When is that chimney to be swept?

The peppernuts are already in the shop and the first firewood has been ordered. Although officially it is still summer, many are secretly looking forward to autumn with that fireplace or cosy wood-burning stove. But how often does the chimney have to be swept?

Stoves fired with wood, coal or oil cause soot particles to enter the chimney and adhere to the walls. In addition, wet or rotten wood causes unburned particles that can build up to a layer of tar-like substance: the highly flammable creosote.

Creosote can also arise if the air supply to the stove is cut off and therefore less oxygen is added to the combustion. Every year about 2000 chimney fires take place in the Netherlands; recognisable by a roaring sound in the flue with flames and sparks coming out of the chimney on the outside.

Calling the fire brigade and closing the chimney valve is the motto. Above all, never extinguish the fire in the fireplace or stove with water, because the steam released can tear the chimney or even explode. The fire brigade therefore recommends always putting a bucket of sand or a kilo of salt nearby (the salt on the fire pushes the oxygen away).
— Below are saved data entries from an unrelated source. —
PR #1301, opened 2017-03-05
Use generic directory handling for Lua scripts, Python scripts and Python libraries

oohlaf:


oohlaf:
Hmm, the autobuilder is broken. Seems there is no python3 installed.

gizmocuz:
Don't think it is a python header as i can see it has found 3.6
I restart the build, lets see

oohlaf:
Ah, I have spotted the error:
The script in Travis config references path with python3/3.6.0, while the brew install output shows python3/3.6.0_1
Note the _1

> "cmake -DCMAKE_BUILD_TYPE=Release -DPYTHON_INCLUDE_DIR=/usr/local/Cellar/python3/3.6.0/Frameworks/Python.framework/Versions/3.6/Headers -DPYTHON_LIBRARY=/usr/local/Cellar/python3/3.6.0/Frameworks/Python.framework/Versions/3.6/lib/libpython3.6.dylib",

gizmocuz:
Thanks!!

PR #1307, opened 2017-03-06
Add dzVents scripting files.

scottydj2:
dzVents files added to distribution.
Change made to EventSystem.cpp to add a new globalvariable "script_path" which is required for use on a Windoze system.
By default, the dzVents scripts will not be active unless the _demo is removed from the files.


dannybloe:
Hey Scotty, interesting to see you doing this. Giz and me where planning to do this and then do it properly which means that dzVents doesn't have to rely on doing http requests to get the extra sensor information that is not part of the current LUA globals. We had these ideas to just create a data structure that is passed to dzVents with all the relevant info so dzVents can use that to create it's object API.
I haven't had time yet to look at your adaptation so far but I will.

Can you drop me a line via email?

gizmocuz:
Hey Scotty, great ! Maybe you can team-up with Danny ?

scottydj2:
Hi Gizmocus,

I'll drop Danny an email.
Is it worth saving this work back to your dzVents branch as this is the only clean way currently to get it working on a Windows platform.

scottydj2:
Closing just now while I sort out my branches and continue work with Danny.

gizmocuz:
I think DZEvents will be merged after the next stable release

PR #1308, opened 2017-03-07
Plugins to accept binary data

dnpwwo:
plus added DeviceID paramater to Device.Create()


gizmocuz:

It is much better to avoid such misery. If you burn regularly, it is best to have your chimney cleaned annually. Preferably by a chimney sweep member of the General Chimney Sweepers Patroons Bond (ASPB). Because the profession is not officially recognised, every bunny can work with a ragbag, which is why the fire brigade also advises to call in an ASPB company.

Anyone who has had the chimney sweep should keep the receipt (with the details of the chimney sweep, the date, the address where the work was carried out and the costs). Chimney fires are covered by the building insurance, but in the event of overdue maintenance the insurance expert may issue a negative opinion.

Another tip from the fire brigade: firing according to the reverse or Swiss method which ensures less deposit in the chimney. The principle consists of building a five-storey turret of increasingly thin blocks. Lighters are placed between the top two layers. In this way the fire is led from top to bottom and less harmful substances are released. When the blocks are no longer visibly glowing, the air supply can be closed.

When it gets really cold, fireplace lovers will be queuing up at the chimney sweep. While this work can also be done very well in spring or summer.